(Entries taken from a collection)
- - -

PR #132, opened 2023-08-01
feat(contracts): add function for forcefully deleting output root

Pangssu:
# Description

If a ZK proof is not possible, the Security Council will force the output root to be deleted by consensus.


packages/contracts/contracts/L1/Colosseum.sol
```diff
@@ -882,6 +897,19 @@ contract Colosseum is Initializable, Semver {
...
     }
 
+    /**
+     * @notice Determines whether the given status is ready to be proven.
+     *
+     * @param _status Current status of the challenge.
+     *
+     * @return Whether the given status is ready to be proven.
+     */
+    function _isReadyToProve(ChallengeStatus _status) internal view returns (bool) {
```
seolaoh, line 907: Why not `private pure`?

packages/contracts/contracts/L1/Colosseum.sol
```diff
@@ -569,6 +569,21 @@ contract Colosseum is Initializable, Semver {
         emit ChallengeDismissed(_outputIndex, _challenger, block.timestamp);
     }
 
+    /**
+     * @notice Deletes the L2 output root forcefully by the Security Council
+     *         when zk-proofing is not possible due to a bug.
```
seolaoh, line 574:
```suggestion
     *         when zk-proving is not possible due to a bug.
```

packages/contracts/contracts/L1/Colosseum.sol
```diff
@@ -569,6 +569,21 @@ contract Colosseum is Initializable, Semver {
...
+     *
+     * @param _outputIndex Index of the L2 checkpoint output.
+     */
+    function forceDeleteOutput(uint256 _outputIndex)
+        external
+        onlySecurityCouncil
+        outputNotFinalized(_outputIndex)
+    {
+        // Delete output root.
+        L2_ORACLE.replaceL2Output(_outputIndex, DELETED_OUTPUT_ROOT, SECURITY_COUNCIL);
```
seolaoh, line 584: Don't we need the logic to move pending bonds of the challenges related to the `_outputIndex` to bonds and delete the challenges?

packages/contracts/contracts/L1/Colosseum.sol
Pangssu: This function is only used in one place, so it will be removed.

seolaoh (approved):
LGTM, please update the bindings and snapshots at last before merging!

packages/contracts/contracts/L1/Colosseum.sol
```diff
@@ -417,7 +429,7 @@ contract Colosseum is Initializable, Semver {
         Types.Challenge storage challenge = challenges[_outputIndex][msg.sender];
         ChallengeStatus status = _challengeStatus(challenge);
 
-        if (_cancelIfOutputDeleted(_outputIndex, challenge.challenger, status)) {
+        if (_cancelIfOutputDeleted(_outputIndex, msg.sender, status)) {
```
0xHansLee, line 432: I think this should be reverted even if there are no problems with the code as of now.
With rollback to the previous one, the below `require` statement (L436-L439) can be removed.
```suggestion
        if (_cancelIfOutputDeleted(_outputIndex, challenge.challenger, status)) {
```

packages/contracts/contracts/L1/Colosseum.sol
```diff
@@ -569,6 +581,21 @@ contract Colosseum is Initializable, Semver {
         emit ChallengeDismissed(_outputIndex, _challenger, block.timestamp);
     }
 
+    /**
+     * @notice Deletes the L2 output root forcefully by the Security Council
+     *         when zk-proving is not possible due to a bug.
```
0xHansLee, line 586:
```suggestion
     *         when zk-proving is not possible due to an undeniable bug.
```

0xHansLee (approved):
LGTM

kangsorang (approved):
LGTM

- - -

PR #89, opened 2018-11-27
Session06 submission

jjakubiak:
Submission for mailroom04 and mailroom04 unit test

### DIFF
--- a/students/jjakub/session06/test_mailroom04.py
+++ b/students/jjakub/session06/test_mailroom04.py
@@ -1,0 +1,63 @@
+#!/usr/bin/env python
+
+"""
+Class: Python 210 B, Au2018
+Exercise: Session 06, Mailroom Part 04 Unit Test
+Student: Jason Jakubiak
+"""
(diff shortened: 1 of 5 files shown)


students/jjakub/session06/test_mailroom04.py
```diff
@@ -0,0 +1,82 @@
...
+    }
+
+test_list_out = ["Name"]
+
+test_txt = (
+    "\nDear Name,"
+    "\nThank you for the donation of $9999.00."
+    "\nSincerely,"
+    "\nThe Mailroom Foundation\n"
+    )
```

- - -

- [TASK DESCRIPTION]
Lines containing the string "possible" are the ones to copy from the entries above.

- [YOUR SOLUTION]
If a ZK proof is not possible, the Security Council will force the output root to be deleted by consensus.
+     *         when zk-proofing is not possible due to a bug.
     *         when zk-proving is not possible due to a bug.
+     *         when zk-proving is not possible due to a bug.
     *         when zk-proving is not possible due to an undeniable bug.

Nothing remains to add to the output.